Miguel inspected the map again and shook his head. “The road is too steep,” he said. “Besides, if the traffic is backed up as far as Luis says, we would be seen. No, we need to turn around.”
Brinquel chuckled. “Somehow I knew you were going to say that.”
“I have confidence in you, Zacharias,” Miguel assured the driver. “Just take it slow.”
Brinquel nodded. “With this load, I couldn’t take it fast if I wanted to.”

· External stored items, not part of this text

PR #1346, opened 2022-02-01
Issue 1292 Dynamic Selectors

greenrhyno:
Adds the ability to create and edit dynamic selectors.

Dynamic selectors differ from "static" selectors in the sense that their list of possible options is derived from variables. This means that their list of options is "dynamic" and might change according to upstream Block events. Because of this, logic was added to account for the cases in where selectors' options changed and the selected value needed to be reset.

Changes include:
- added `status` actions to specifically add and remove query parameters from the URL
- added state management of `options` array in the `Selector.jsx` renderer
- added hook for editing invalid state in case of new options in `Selector.jsx`
- added edge case handling for dynamic selectors in `scaffoldDynamic.js`, `selectorQueryToVariable.js` and `runSelector.js`
- modified `SelectorUI.jsx` to allow for the creation of dynamic selectors
- added subcomponent for rendering a reactive form for specifying how to derive a Selector's options array from a dynamic variable


packages/reports/src/reports/blocks/types/renderers/Selector.jsx
```diff
@@ -18,17 +18,29 @@ export default function SelectorPreview({id, config}) {
...
+  const [serializedOptions, setSerializedOptions] = useState((config.options || []).map(d => d.id).join("-"));
 
-  const onChangeSingle = e => {
-    dispatch(setStatus({query: {[`selector${id}id`]: e}}));
-    setValue(e);
-  };
+  // change value if option list changes
+  useEffect(() => {
+    // options change ref when setStatus is called, so encode option content to compare equality 
+    const serializedNew = config.options.map(d => d.id).join("-");
```
jhmullen, line 27: Even though its tiny, we should extract out this "serializer" so it's not repeated in two places

packages/reports/src/reports/editors/simple/SelectorUI.jsx
```diff
@@ -107,22 +164,82 @@ function SelectorUI(props) {
...
+      optionsType === OPTION_TYPE.STATIC
+        ? <StaticSelectorOptionsEditor
+          staticOptions={options.static}
+          setStaticOptions={optionsState => setOptions({...options, static: optionsState})}
+        />
+        : <DynamicSelectorOptionsEditor
+          dynamicOptions={options.dynamic}
+          setDynamicOptions={optionsState => setOptions({...options, dynamic: optionsState})}
+          id={id}
+        />
```
jhmullen, line 183: I wonder if we could develop some sort of standard for conditionally rendering components like this. I have seen both:

- Declare the comps in a lookup object, before the render, and pull one out and insert it as `{myComponent}`.
- Declare the lookup object INLINE. Dave did this here once:
image

Not sure which one I like. Just food for thought.

packages/reports/src/reports/editors/simple/SelectorUI.jsx
```diff
@@ -107,22 +164,82 @@ function SelectorUI(props) {
...
+
+  /** Change the values of an option at a specific index */
+  const editOption = useCallback(
+    (idx, newValues) => {
+      if (!newValues || idx >= staticOptions.length || idx < 0) return;
+
+      const newOptions = [...staticOptions];
+      newOptions.splice(idx, 1, {...staticOptions[idx], ...newValues});
+      setStaticOptions(newOptions);
+      // TODO - set error
```
jhmullen, line 206: We have some great toasts for errors now - check out `import {useNotifications} from "@mantine/notifications";`

jhmullen (approved):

Halfway through the straightaway, the older man eased the semi off onto the shoulder and headed toward the guardrail. Once he was within a few yards of it, Brinquel turned the wheel sharply and headed back toward the road. He’d hoped that by some miracle there would be enough shoulder on the other side of the road for him to turn the truck without having back up, but once he crossed the median, he quickly ran out of room and was forced to put on the brakes just shy of the mountains. The truck was now completely straddling both lanes of the road.
“So far, so good,” he said, putting his foot on the clutch and reaching for the gearshift knob rising up from the floor. “Now is when we need to say our—”
Brinquel’s voice was drowned out by the sudden bleating of a car horn. A pair of headlights switched to high beam and bathed the truck’s cab with a harsh glow.
Miguel squinted past Brinquel and saw a small sports car in the road. He couldn’t tell the make of the car, but from the sound of the horn he guessed it was a Fiat. Its driver continued to work the horn, giving off a series of short blasts, then settling on a prolonged, one-note wail that echoed off through mountains.